#### Action item
Look through the listing below and write out exactly the lines from the line with "Added pg_*_aclcheck hooks" to the line with "-50,7 +50,6 @@", both included, and no others.

====================

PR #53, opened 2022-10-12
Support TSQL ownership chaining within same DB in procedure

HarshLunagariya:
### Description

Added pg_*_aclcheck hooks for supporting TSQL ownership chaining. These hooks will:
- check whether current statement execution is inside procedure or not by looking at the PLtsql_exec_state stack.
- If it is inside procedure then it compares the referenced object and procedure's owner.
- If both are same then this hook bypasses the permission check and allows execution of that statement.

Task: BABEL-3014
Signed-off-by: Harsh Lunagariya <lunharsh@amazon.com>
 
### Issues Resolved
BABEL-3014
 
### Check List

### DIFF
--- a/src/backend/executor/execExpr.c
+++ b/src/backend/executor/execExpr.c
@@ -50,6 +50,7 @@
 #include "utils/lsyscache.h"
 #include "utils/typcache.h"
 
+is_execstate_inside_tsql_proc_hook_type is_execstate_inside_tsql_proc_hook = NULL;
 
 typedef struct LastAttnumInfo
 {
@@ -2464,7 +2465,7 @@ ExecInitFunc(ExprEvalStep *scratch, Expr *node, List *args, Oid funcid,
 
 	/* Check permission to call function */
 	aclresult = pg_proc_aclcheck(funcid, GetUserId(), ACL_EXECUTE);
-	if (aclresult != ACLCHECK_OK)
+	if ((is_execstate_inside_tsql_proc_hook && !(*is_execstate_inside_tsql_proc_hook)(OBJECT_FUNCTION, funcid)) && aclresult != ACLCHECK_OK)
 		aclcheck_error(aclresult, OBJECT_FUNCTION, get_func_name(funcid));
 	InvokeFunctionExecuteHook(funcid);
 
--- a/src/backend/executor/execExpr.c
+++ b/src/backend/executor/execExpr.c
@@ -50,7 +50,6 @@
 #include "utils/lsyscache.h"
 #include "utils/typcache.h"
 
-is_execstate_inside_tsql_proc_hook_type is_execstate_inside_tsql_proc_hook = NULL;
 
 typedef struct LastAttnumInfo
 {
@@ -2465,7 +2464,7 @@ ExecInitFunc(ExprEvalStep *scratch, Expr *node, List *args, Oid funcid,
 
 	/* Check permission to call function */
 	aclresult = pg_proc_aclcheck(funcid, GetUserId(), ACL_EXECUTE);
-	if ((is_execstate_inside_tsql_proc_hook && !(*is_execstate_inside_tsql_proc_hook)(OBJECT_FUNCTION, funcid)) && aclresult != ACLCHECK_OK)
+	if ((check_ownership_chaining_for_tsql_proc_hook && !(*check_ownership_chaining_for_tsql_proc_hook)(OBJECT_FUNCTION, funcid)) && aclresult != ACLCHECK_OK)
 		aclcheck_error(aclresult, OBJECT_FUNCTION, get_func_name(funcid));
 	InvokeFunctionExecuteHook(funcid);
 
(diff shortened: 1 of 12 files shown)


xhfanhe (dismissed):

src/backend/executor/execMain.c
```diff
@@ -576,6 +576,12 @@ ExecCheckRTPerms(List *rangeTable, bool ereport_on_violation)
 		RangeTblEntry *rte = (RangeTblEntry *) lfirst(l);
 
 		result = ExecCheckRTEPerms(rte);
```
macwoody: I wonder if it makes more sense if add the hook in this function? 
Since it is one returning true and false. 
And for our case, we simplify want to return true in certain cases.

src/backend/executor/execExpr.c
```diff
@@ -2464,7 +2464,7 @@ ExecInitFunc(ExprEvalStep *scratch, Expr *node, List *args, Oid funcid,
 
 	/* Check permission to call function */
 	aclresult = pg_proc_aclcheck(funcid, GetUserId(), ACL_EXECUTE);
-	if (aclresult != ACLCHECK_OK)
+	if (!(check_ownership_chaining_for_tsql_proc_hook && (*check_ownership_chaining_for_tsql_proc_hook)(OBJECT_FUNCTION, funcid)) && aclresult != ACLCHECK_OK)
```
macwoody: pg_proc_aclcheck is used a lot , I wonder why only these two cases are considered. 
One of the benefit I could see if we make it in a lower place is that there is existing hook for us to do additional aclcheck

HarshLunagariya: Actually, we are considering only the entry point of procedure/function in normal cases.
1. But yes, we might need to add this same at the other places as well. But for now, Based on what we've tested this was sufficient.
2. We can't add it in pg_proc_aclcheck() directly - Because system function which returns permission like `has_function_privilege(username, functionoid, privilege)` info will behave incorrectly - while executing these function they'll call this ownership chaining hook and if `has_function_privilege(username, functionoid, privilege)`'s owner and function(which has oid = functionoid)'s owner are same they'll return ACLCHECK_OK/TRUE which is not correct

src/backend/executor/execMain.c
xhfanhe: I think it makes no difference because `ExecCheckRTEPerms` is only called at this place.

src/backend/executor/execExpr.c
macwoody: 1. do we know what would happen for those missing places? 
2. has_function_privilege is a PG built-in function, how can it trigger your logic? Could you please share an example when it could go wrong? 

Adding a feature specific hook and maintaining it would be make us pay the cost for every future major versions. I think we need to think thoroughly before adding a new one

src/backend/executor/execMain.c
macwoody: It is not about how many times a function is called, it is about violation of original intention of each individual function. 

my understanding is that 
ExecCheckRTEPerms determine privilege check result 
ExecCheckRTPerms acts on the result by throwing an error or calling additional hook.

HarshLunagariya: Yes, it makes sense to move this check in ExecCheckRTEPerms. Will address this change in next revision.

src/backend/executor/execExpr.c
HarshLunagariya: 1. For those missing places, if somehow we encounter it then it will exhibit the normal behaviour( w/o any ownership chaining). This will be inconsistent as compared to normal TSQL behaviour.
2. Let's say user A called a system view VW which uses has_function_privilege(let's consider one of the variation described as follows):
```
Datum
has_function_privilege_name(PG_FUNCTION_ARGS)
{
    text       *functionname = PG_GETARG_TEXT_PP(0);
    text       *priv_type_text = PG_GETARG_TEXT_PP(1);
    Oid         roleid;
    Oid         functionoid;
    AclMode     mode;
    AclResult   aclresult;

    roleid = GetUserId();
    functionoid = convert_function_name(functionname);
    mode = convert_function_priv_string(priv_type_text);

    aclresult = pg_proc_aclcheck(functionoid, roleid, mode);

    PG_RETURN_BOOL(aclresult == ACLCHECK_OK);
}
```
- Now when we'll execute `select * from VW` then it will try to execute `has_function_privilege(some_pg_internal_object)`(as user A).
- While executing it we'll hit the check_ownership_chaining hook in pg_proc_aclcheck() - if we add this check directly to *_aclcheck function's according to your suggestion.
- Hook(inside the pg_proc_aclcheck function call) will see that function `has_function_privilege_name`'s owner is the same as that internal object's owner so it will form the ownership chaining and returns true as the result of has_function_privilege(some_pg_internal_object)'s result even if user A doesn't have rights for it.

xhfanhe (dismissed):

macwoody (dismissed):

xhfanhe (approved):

====================

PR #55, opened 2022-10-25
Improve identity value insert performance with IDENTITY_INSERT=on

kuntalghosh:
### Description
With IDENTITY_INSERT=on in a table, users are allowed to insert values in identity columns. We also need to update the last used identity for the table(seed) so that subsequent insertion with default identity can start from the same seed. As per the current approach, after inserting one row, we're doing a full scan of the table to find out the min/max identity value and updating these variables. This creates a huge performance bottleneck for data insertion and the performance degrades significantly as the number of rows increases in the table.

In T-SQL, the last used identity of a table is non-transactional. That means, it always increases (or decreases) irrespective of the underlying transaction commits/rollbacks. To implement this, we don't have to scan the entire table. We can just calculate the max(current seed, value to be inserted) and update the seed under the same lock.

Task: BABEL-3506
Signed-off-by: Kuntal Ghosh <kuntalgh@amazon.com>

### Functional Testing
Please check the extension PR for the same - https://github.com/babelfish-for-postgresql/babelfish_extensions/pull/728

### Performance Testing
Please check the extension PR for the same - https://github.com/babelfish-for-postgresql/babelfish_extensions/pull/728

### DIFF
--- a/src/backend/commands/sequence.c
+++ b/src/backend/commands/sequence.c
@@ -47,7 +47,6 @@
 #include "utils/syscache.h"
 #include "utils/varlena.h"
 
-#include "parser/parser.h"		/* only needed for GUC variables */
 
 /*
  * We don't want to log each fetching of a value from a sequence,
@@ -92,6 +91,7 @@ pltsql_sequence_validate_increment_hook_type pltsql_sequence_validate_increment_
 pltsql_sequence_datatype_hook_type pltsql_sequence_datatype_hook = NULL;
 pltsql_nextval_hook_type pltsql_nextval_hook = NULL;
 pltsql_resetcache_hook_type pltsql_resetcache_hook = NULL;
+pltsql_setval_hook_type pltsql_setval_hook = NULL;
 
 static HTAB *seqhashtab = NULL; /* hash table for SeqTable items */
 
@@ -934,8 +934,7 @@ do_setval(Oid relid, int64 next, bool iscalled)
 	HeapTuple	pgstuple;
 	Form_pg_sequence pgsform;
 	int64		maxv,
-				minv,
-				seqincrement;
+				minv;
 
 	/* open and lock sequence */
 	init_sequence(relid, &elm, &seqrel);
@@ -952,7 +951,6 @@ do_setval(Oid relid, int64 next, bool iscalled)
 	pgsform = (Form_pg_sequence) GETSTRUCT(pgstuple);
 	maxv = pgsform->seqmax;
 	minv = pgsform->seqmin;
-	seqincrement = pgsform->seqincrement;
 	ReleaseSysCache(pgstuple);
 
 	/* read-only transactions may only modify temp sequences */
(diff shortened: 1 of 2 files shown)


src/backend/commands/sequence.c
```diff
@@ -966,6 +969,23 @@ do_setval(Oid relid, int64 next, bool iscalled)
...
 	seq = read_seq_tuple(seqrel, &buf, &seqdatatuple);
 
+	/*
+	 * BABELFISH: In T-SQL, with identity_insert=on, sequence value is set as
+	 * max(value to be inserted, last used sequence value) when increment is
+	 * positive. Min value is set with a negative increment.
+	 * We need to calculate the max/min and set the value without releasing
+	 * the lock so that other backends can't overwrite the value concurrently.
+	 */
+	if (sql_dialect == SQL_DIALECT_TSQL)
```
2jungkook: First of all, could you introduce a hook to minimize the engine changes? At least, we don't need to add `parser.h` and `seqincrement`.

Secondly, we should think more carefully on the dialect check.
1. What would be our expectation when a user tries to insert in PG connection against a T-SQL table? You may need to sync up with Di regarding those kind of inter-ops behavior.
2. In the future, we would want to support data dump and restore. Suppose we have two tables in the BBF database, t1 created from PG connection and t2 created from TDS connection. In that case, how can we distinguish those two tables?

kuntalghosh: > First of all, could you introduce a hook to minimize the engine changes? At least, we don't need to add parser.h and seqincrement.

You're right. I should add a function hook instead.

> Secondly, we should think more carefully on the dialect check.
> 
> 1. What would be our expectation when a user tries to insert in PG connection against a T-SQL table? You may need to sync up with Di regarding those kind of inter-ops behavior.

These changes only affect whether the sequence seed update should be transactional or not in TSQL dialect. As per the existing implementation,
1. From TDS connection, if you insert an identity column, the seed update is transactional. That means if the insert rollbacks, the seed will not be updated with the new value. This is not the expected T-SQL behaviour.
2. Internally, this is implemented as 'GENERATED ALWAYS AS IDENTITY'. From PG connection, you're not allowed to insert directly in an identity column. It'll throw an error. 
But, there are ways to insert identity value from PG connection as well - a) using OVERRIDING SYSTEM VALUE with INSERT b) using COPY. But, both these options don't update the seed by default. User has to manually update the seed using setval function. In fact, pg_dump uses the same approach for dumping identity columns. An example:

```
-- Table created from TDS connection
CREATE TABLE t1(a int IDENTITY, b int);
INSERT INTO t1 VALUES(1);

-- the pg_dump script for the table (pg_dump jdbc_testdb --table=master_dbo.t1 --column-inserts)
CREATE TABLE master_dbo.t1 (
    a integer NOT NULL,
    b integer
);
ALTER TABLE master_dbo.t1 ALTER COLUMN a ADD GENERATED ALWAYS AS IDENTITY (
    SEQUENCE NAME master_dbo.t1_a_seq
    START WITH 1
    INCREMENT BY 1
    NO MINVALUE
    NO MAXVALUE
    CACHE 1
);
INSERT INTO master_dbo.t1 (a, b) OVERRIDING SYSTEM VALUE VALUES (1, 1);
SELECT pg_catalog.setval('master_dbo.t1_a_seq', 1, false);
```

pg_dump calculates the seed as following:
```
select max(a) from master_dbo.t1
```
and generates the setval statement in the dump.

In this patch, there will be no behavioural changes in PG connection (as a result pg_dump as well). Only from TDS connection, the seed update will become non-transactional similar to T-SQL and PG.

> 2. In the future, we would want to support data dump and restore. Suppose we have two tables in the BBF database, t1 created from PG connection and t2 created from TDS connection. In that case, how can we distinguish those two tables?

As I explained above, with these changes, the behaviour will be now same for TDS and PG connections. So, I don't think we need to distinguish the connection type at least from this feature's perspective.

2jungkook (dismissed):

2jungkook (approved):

====================

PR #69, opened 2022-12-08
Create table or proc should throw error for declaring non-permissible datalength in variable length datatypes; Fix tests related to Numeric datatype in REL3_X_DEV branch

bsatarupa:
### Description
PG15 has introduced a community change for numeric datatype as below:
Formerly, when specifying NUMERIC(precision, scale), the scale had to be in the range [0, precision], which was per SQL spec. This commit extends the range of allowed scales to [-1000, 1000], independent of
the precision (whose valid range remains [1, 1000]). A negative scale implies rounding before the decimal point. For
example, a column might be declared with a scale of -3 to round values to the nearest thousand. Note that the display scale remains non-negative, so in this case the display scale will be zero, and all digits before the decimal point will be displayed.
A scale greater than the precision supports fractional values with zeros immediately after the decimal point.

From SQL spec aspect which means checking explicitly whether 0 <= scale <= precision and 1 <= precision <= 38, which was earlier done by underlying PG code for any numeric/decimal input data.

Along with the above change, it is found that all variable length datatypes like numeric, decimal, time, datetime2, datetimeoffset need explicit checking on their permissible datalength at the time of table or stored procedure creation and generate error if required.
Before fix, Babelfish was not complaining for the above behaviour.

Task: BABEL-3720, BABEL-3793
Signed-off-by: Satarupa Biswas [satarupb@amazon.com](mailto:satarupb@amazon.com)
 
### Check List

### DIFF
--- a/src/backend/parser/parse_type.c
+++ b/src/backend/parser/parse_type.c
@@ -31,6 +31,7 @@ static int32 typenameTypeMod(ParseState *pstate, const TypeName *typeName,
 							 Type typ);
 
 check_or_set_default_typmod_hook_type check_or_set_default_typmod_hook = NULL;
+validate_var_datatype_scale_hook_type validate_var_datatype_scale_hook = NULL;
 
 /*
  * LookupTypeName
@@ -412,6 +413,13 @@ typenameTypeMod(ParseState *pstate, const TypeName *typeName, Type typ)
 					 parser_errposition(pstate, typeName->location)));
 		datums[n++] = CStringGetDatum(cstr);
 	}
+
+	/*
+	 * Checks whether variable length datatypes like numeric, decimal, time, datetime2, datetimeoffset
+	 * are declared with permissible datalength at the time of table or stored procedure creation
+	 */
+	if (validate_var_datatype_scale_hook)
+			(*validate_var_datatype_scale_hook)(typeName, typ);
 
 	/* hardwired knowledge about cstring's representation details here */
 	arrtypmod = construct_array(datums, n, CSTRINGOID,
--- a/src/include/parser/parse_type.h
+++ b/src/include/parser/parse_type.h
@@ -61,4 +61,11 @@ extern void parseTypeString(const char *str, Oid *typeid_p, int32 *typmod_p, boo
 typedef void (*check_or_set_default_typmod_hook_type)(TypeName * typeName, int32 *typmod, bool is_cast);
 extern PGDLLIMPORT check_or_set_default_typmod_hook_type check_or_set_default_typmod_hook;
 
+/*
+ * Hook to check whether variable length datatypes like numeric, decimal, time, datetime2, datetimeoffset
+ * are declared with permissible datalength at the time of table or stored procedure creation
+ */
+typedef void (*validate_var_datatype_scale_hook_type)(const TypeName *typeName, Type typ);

====================

#### Task output
Added pg_*_aclcheck hooks for supporting TSQL ownership chaining. These hooks will:
- check whether current statement execution is inside procedure or not by looking at the PLtsql_exec_state stack.
- If it is inside procedure then it compares the referenced object and procedure's owner.
- If both are same then this hook bypasses the permission check and allows execution of that statement.

Task: BABEL-3014
Signed-off-by: Harsh Lunagariya <lunharsh@amazon.com>
 
### Issues Resolved
BABEL-3014
 
### Check List

### DIFF
--- a/src/backend/executor/execExpr.c
+++ b/src/backend/executor/execExpr.c
@@ -50,6 +50,7 @@
 #include "utils/lsyscache.h"
 #include "utils/typcache.h"
 
+is_execstate_inside_tsql_proc_hook_type is_execstate_inside_tsql_proc_hook = NULL;
 
 typedef struct LastAttnumInfo
 {
@@ -2464,7 +2465,7 @@ ExecInitFunc(ExprEvalStep *scratch, Expr *node, List *args, Oid funcid,
 
 	/* Check permission to call function */
 	aclresult = pg_proc_aclcheck(funcid, GetUserId(), ACL_EXECUTE);
-	if (aclresult != ACLCHECK_OK)
+	if ((is_execstate_inside_tsql_proc_hook && !(*is_execstate_inside_tsql_proc_hook)(OBJECT_FUNCTION, funcid)) && aclresult != ACLCHECK_OK)
 		aclcheck_error(aclresult, OBJECT_FUNCTION, get_func_name(funcid));
 	InvokeFunctionExecuteHook(funcid);
 
--- a/src/backend/executor/execExpr.c
+++ b/src/backend/executor/execExpr.c
@@ -50,7 +50,6 @@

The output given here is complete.